▸ **Task to complete**: Please return each entry in the listing exactly.

▸ **The records**:
<<<<
PR #7400, opened 2021-11-19
TINY-8235: Convert the silver theme to use the new options API

lnewson:
Related Ticket: TINY-8235

Description of Changes:

List PR in the set of 6 PRs to convert all the plugins/themes to use the new Options API. This also updates McAgar to work with the new Options API as without this tests fail.

Note: I also realised we need to keep the mobile specific overrides in `NormalizeOptions` because we want them to always override the desktop options. So if someone sets say `toolbar_mode: 'sliding'` in the main options it should remain `scrolling` on mobile unless overridden in the `mobile` config section.

Pre-checks:
* [x] ~Changelog entry added~

Review:
* [x] Milestone set


modules/mcagar/src/main/ts/ephox/mcagar/alien/Settings.ts
```diff
@@ -0,0 +1,31 @@
+import { Editor } from './EditorTypes';
+
+const getSetting = <R>(editor: Editor, name: string): R => {
```
spocke, line 3: Maybe it will be just confusing to any future developer that these functions are called `getSetting` since the options name is the way forward.

modules/mcagar/src/main/ts/ephox/mcagar/api/pipeline/ApiChains.ts
```diff
@@ -57,13 +58,13 @@ const cSetSelection = <T extends Editor>(startPath: number[], soffset: number, f
 
 const cSetSetting = <T extends Editor>(key: string, value: any): Chain<T, T> => {
```
spocke, line 59: Should we deprecate these and add new cSetOption and setOption to mcagar and over time switch to that?

modules/tinymce/src/core/main/ts/api/Options.ts
```diff
@@ -646,6 +655,11 @@ const register = (editor: Editor) => {
     default: false
   });
 
+  registerOption('content_editable_state', {
```
spocke, line 658: Maybe add a todo about this going away or just remove it now?

modules/tinymce/src/plugins/autoresize/main/ts/Plugin.ts
```diff
@@ -23,10 +23,6 @@ import * as Resize from './core/Resize';
 export default (): void => {
   PluginManager.add('autoresize', (editor) => {
     Options.register(editor);
-    // If autoresize is enabled, disable resize if the user hasn't explicitly enabled it
```
spocke, line 26: Curious why was this removed? Will this render a resize handle when the autoresize plugin is enabled or is all that now part of the theme and this is no longer needed?

modules/tinymce/src/themes/silver/main/ts/ui/core/color/Options.ts
```diff
@@ -0,0 +1,117 @@
+/**
```
spocke, line 1: I think if you rename files do that before you do other changes in the same commit and it should be easier to diff. If more than 70% of the file is changed it not picked up as a rename. But I think if you do it in two steps it is.

modules/tinymce/src/themes/silver/main/ts/ui/statusbar/ResizeHandle.ts
```diff
@@ -11,14 +11,14 @@ import { SugarPosition } from '@ephox/sugar';
...
 import Editor from 'tinymce/core/api/Editor';
 
+import * as Options from '../../api/Options';
 import { UiFactoryBackstageProviders } from '../../backstage/Backstage';
 import * as Icons from '../icons/Icons';
 import { resize, ResizeTypes } from '../sizing/Resize';
 
 const getResizeType = (editor: Editor): ResizeTypes => {
   // If autoresize is enabled, disable resize
-  const fallback = !editor.hasPlugin('autoresize');
```
spocke, line 20: What effects does this have on resizing and the autoresize plugin?

spocke (approved):

modules/tinymce/src/core/main/ts/api/Options.ts
lnewson: We have a separate Jira to clean this up so don't want to touch it just yet.

modules/tinymce/src/plugins/autoresize/main/ts/Plugin.ts
lnewson: Logic already existed in Silver for this so I just removed this as it doesn't make sense to have it in 2 places.

modules/tinymce/src/themes/silver/main/ts/ui/statusbar/ResizeHandle.ts
lnewson: Oops the above comment was meant to be removed as well... it has no difference on functionality as this just moved to the default in when we register the option.

modules/tinymce/src/themes/silver/main/ts/ui/statusbar/ResizeHandle.ts
```diff
@@ -11,14 +11,14 @@ import { SugarPosition } from '@ephox/sugar';
 
 import Editor from 'tinymce/core/api/Editor';
 
+import * as Options from '../../api/Options';
 import { UiFactoryBackstageProviders } from '../../backstage/Backstage';
 import * as Icons from '../icons/Icons';
 import { resize, ResizeTypes } from '../sizing/Resize';
 
 const getResizeType = (editor: Editor): ResizeTypes => {
   // If autoresize is enabled, disable resize
```
lnewson, line 20:
```suggestion
```

metricjs (approved):

modules/mcagar/src/main/ts/ephox/mcagar/api/pipeline/ApiChains.ts
lnewson: It's already listed in the `cleanup` settings Jira that's meant to be done after everything is converted. We probably should just mention to rename it there as I really didn't want to touch McAgar here but had to unfortunately... At the moment it's still very much geared more at 4.x/5.x than at 6.x.

modules/tinymce/src/core/main/ts/api/Options.ts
>>>>
▸ **Response area**:
PR #7400, opened 2021-11-19
TINY-8235: Convert the silver theme to use the new options API

lnewson:
Related Ticket: TINY-8235

Description of Changes:

List PR in the set of 6 PRs to convert all the plugins/themes to use the new Options API. This also updates McAgar to work with the new Options API as without this tests fail.

Note: I also realised we need to keep the mobile specific overrides in `NormalizeOptions` because we want them to always override the desktop options. So if someone sets say `toolbar_mode: 'sliding'` in the main options it should remain `scrolling` on mobile unless overridden in the `mobile` config section.

Pre-checks:
* [x] ~Changelog entry added~

Review:
* [x] Milestone set


modules/mcagar/src/main/ts/ephox/mcagar/alien/Settings.ts
```diff
@@ -0,0 +1,31 @@
+import { Editor } from './EditorTypes';
+
+const getSetting = <R>(editor: Editor, name: string): R => {
```
spocke, line 3: Maybe it will be just confusing to any future developer that these functions are called `getSetting` since the options name is the way forward.

modules/mcagar/src/main/ts/ephox/mcagar/api/pipeline/ApiChains.ts
```diff
@@ -57,13 +58,13 @@ const cSetSelection = <T extends Editor>(startPath: number[], soffset: number, f
 
 const cSetSetting = <T extends Editor>(key: string, value: any): Chain<T, T> => {
```
spocke, line 59: Should we deprecate these and add new cSetOption and setOption to mcagar and over time switch to that?

modules/tinymce/src/core/main/ts/api/Options.ts
```diff
@@ -646,6 +655,11 @@ const register = (editor: Editor) => {
     default: false
   });
 
+  registerOption('content_editable_state', {
```
spocke, line 658: Maybe add a todo about this going away or just remove it now?

modules/tinymce/src/plugins/autoresize/main/ts/Plugin.ts
```diff
@@ -23,10 +23,6 @@ import * as Resize from './core/Resize';
 export default (): void => {
   PluginManager.add('autoresize', (editor) => {
     Options.register(editor);
-    // If autoresize is enabled, disable resize if the user hasn't explicitly enabled it
```
spocke, line 26: Curious why was this removed? Will this render a resize handle when the autoresize plugin is enabled or is all that now part of the theme and this is no longer needed?

modules/tinymce/src/themes/silver/main/ts/ui/core/color/Options.ts
```diff
@@ -0,0 +1,117 @@
+/**
```
spocke, line 1: I think if you rename files do that before you do other changes in the same commit and it should be easier to diff. If more than 70% of the file is changed it not picked up as a rename. But I think if you do it in two steps it is.

modules/tinymce/src/themes/silver/main/ts/ui/statusbar/ResizeHandle.ts
```diff
@@ -11,14 +11,14 @@ import { SugarPosition } from '@ephox/sugar';
...
 import Editor from 'tinymce/core/api/Editor';
 
+import * as Options from '../../api/Options';
 import { UiFactoryBackstageProviders } from '../../backstage/Backstage';
 import * as Icons from '../icons/Icons';
 import { resize, ResizeTypes } from '../sizing/Resize';
 
 const getResizeType = (editor: Editor): ResizeTypes => {
   // If autoresize is enabled, disable resize
-  const fallback = !editor.hasPlugin('autoresize');
```
spocke, line 20: What effects does this have on resizing and the autoresize plugin?

spocke (approved):

modules/tinymce/src/core/main/ts/api/Options.ts
lnewson: We have a separate Jira to clean this up so don't want to touch it just yet.

modules/tinymce/src/plugins/autoresize/main/ts/Plugin.ts
lnewson: Logic already existed in Silver for this so I just removed this as it doesn't make sense to have it in 2 places.

modules/tinymce/src/themes/silver/main/ts/ui/statusbar/ResizeHandle.ts
lnewson: Oops the above comment was meant to be removed as well... it has no difference on functionality as this just moved to the default in when we register the option.

modules/tinymce/src/themes/silver/main/ts/ui/statusbar/ResizeHandle.ts
```diff
@@ -11,14 +11,14 @@ import { SugarPosition } from '@ephox/sugar';
 
 import Editor from 'tinymce/core/api/Editor';
 
+import * as Options from '../../api/Options';
 import { UiFactoryBackstageProviders } from '../../backstage/Backstage';
 import * as Icons from '../icons/Icons';
 import { resize, ResizeTypes } from '../sizing/Resize';
 
 const getResizeType = (editor: Editor): ResizeTypes => {
   // If autoresize is enabled, disable resize
```
lnewson, line 20:
```suggestion
```

metricjs (approved):

modules/mcagar/src/main/ts/ephox/mcagar/api/pipeline/ApiChains.ts
lnewson: It's already listed in the `cleanup` settings Jira that's meant to be done after everything is converted. We probably should just mention to rename it there as I really didn't want to touch McAgar here but had to unfortunately... At the moment it's still very much geared more at 4.x/5.x than at 6.x.

modules/tinymce/src/core/main/ts/api/Options.ts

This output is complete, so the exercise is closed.